■ Your assignment
In the entries below, filter for the word "works" and copy every matching line.

■ Available data
PR #2514, opened 2022-04-26
Add flipper opt-in for user disbursements

maxwofford:
~~This PR is a design experiment, not currently planning to merge at time of writing:~~
EDIT: This was originally a design experiment, but I'm going forward with this b/c it's a great platform for testing #2558 and similar features that need to exist in production.

This adds a general `feature_enable` and `feature_disable` endpoint. As an example UI, it includes a section for the user edit page where users can choose from the list of feature previews, and opt-in to the ones they want.

Screen Shot 2022-04-26 at 09 28 27


maxwofford:
Going to merge this so I'm not blocking on #2558, but happy to make changes to the design here. @exu3, could I still get your thoughts on the frontend for this?

exu3:
> Going to merge this so I'm not blocking on #2558, but happy to make changes to the design here. @exu3, could I still get your thoughts on the frontend for this?

I think the design looks great for the Feature Previews section! 

It feels like there's a bit too much on the page though; maybe having `Feature Previews` a separate page / item in the sidebar? 
or perhaps, it'd be a good idea to abstract the user settings page into separate pages (eg. `Profile, Feature Previews, Security (login codes, security keys), Sessions`?)

maxwofford:
@exu3 That's a good point! How about we make a feature previews section that only has toggles? You could click through to a modal with all the description/details, but by default it'd be a small section.

exu3:
I think putting the details in a modal would be good idea.

PR #2520, opened 2022-04-29
Transparency for HCB Code show pages

garyhtou:
Unauthenticated users are now redirected to the ledger to view the transaction details


garyhtou:
closes https://github.com/hackclub/bank/issues/2302

maxwofford:
This looks great! I love the recording. One thing we'll want to do before this is merged is check for anything that relies on the HCB code hash ID being private– at the very least the receipts upload endpoint (sent in the transaction mailer) assumes hash ID is private. ~~Could you create a ticket along the lines of `HCB hashID shouldn't be used for anything sensitive` to track this?~~

UPDATE: Added it here! https://github.com/hackclub/bank/issues/2542

exu3:
This PR should be merged after #2543

maxwofford (changes requested):
Just tested locally. The visuals look great! Couple things:

- Worked for some HCB codes (0eH9NK), but others redirected to login (PVHxXp)
- I lost the TX b/c the highlight went away and I scrolled. Could we keep an orange border around it similar to how our direct-linked comments look?

cjdenio:
Little note: you can do the `.hash-highlight` thing with pure CSS: https://developer.mozilla.org/en-US/docs/Web/CSS/:target

maxwofford:
On a call, @garyhtou mentioned he was too busy with school to close this out atm. @cjdenio want to close this out together? Seems like the stuff left over is...
- Highlighting (switch to CSS solution, and keep highlight around for longer)
- Fix broken cases (PVHxXp) that still redirect to login

maxwofford:
Ok, just fixed the issue for hcb codes that didn't seem to work (they were all lacking CTs). For the CSS, want to just swap out the current logic @cjdenio?

maxwofford (approved):
I'm fine with this being merged now– https://github.com/hackclub/bank/pull/2520#issuecomment-1142157886.

app/assets/stylesheets/components/_transactions.scss
```diff
@@ -28,6 +28,11 @@
   }
 }
 
+:target {
```
cjdenio: Currently this also targets non-transactions

cjdenio (changes requested):

app/assets/stylesheets/components/_transactions.scss
maxwofford: @cjdenio if you have a fix for this please add it! I don't think anyone is directly working on the branch rn, so feel free to push directly here.

cjdenio (approved):

app/controllers/hcb_codes_controller.rb
```diff
@@ -1,14 +1,28 @@
...
+    hcb_id = @hcb_code.hashid
 
     authorize @hcb_code
+  rescue Pundit::NotAuthorizedError => e
+    raise unless @event.is_public?
 
-    @event = @hcb_code.event
+    if @hcb_code.canonical_transactions.any?
+      txs = TransactionGroupingEngine::Transaction::All.new(event_id: @event.id).run
+      pos = txs.index { |tx| tx.hcb_code == hcb } + 1
```
garyhtou: `index` should be `||` with `0` since it may return `nil`.

```ruby
pos = (txs.index { |tx| tx.hcb_code == hcb } || 0) + 1
```
I think `index` would return `nil` if it's a pending tx (pending transactions are always on the first page, but aren't in the array)

@cjdenio would you mind testing/making this change?

PR #2527, opened 2022-04-30
Fix preloading when no canonical_pending_transactions for an hcb_code

albertchae:
On a recent database dump, I saw some stray `CanonicalPendingTransaction` loads

```
  CanonicalPendingTransaction Load (1.4ms)  SELECT "canonical_pending_transactions".* FROM "canonical_pending_transactions" WHERE "canonical_pending_transactions"."hcb_code" = $1 ORDER BY "canonical_pending_transactions"."id" ASC LIMIT $2  [["hcb_code", "HCB-000-208981"], ["LIMIT", 1]]
    ↳ /usr/src/app/app/models/hcb_code.rb:213:in `pt'
```

It appears there is no such `CanonicalPendingTransaction` with that
`hcb_code`, so `canonical_pending_transactions_by_hcb_code` would be `nil`
and cause this line to run again https://github.com/hackclub/bank/blob/d8517d2ceea6f00df16547d10fad6b6644a845c6/app/models/hcb_code.rb#L68

To avoid this, set `canonical_pending_transactions` to `[]` instead in the preloader

Before: SQL Queries: 43 (4 cached) | Allocations: 475946
After: SQL Queries: 37 (1 cached) | Allocations: 458735


albertchae:
Does it make sense that there might be no `canonical_pending_transactions` for a given `hcb_code` or does that represent a data integrity problem?

maxwofford:
> Does it make sense that there might be no canonical_pending_transactions for a given hcb_code or does that represent a data integrity problem?

At the time of writing, it makes sense. Examples:

- Disbursements don't have pending transactions, so a disbursement's HCB won't ever have a `CanonicalPendingTransaction`.
- The pending transaction engine only creates `RawPendingXTransaction` immediately, then runs a nightly job (ever 5 min) to create `CanonicalPendingTransaction` records: https://github.com/hackclub/bank/blob/main/app/jobs/pending_transaction_engine_job/nightly.rb

app/services/transaction_grouping_engine/transaction/association_preloader.rb
```diff
@@ -29,7 +29,7 @@ def preload_associations!
         hcb_code_objects.each do |hc|
           hc.canonical_transactions = canonical_transactions_by_hcb_code[hc.hcb_code]
                                       .sort { |ct1, ct2| self.class.compare_date_id_descending(ct1, ct2) }
-          hc.canonical_pending_transactions = canonical_pending_transactions_by_hcb_code[hc.hcb_code]
+          hc.canonical_pending_transactions = canonical_pending_transactions_by_hcb_code[hc.hcb_code] || []
```
maxwofford: I haven't looked into the context where we're using this, but do we want to use `CanonicalPendingTransaction.none` here to keep it as an activerecord association?

maxwofford (approved):
Added a comment, but don't want that to block the fix you're making here– feel free to merge!

garyhtou (approved):
for additional context: i'd say only abt 2/3 of our hcb codes have pending txs

app/services/transaction_grouping_engine/transaction/association_preloader.rb
albertchae: Oh cool, I wasn't aware of `.none` as a way to represent empty results in AREL! However in this case I believe `canonical_pending_transactions_by_hcb_code` has already been taken from AREL to activerecord objects after running the `group_by` on line 27, so I think using an array is the right type

PR #2528, opened 2022-05-01
Autofill Organization name on hcb-stickers form

exu3:
This is helpful context for hand-written messages included in sticker envelopes. (Currently I look up the user by email from the Users admin page for people I don't know by name which is quite tedious.)


maxwofford (approved):
Does this handle users without events?

exu3:
It does handle users with no events.
`current_user.events.first&.name`

PR #2537, opened 2022-05-05
Fix disbursement from/to

cjdenio:
Fixes #2536!


maxwofford (approved):
Thanks for the fix, LGTM!

PR #2543, opened 2022-05-06
Sign Receipt Upload endpoint

garyhtou:
Closes https://github.com/hackclub/bank/issues/2542 and #2559

WIP. TODO:
- only require valid signature for unauthenticated
- update mailer to use new URL with signature
- 10 day grace period for existing urls


garyhtou:
Now that we're signing these urls, we can also associate the uploaded receipt (when the user's not authenticated) with the user who received the email.

For example, you click on the link (not signed in) and upload the receipt. Instead of the receipt showing as uploaded by `anonymous`, it would be you. This would include some weird edge cases when sharing the link with someone else (such as by forwarding the email). It would show that the receipt was uploaded by you if someone else uses your link.

garyhtou:
@maxwofford, can we get another set of eyes on this to double check that its runs properly? (we have to resolve some credential conflicts)

app/policies/hcb_code_policy.rb
```diff
@@ -14,7 +14,7 @@ def receipt?
   end
 
   def attach_receipt?
-    user&.admin? || present_in_events? || record.date > 10.days.ago
+    user&.admin? || present_in_events? || record.date > Date.parse('2022-05-12') - 10.days
```
garyhtou: Update grace period date before merging

app/views/canonical_pending_transaction_mailer/notify_approved.html.erb
```diff
@@ -1,7 +1,9 @@
+<% upload_url = HcbCodeService::Receipt::SigningEndpoint.new.create(@cpt.local_hcb_code) %>
```
maxwofford: Could we drop this into a view helper or class method? I don't see many examples of calling services directly in our view layer.

app/controllers/hcb_codes_controller.rb
```diff
@@ -61,6 +61,11 @@ def attach_receipt
     @event = @hcb_code.event
 
     authorize @hcb_code
+
+  rescue Pundit::NotAuthorizedError
```
maxwofford: Great that we attempt to handle this, love it!

maxwofford (approved):
Looks great! Left a couple comments, but if this is functional I'm fine with it being merged.

maxwofford (commented):
Hang tight– just realized I hadn't fetched. Looks like there's some rebasing issues with the credentials when pulling in main. Could you merge in the latest from `main` & lmk once it's ready to be tested?

app/views/canonical_pending_transaction_mailer/notify_approved.html.erb
garyhtou: Would it make more sense to pass it via the mailer call?

maxwofford: That'd work too!

exu3:
It seems to be up to date with `main` & works locally for me. It should be ready to be tested.

maxwofford:
Testing locally works for me– played with the dates too and everything seems to be working. LGTM!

■ Result of the task
It seems to be up to date with `main` & works locally for me. It should be ready to be tested.
Testing locally works for me– played with the dates too and everything seems to be working. LGTM!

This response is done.